- DESCRIPTION OF THE TASK
All of the records must be repeated exactly as they read.

- RECORDS SHOWN
╔══
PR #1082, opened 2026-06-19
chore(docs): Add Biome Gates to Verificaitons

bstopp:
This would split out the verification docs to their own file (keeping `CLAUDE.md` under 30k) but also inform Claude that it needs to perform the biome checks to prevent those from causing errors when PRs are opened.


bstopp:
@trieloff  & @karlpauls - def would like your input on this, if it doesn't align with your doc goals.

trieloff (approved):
╚══
- SOLUTION TO THE PROBLEM
PR #1082, opened 2026-06-19
chore(docs): Add Biome Gates to Verificaitons

bstopp:
This would split out the verification docs to their own file (keeping `CLAUDE.md` under 30k) but also inform Claude that it needs to perform the biome checks to prevent those from causing errors when PRs are opened.


bstopp:
@trieloff  & @karlpauls - def would like your input on this, if it doesn't align with your doc goals.

trieloff (approved):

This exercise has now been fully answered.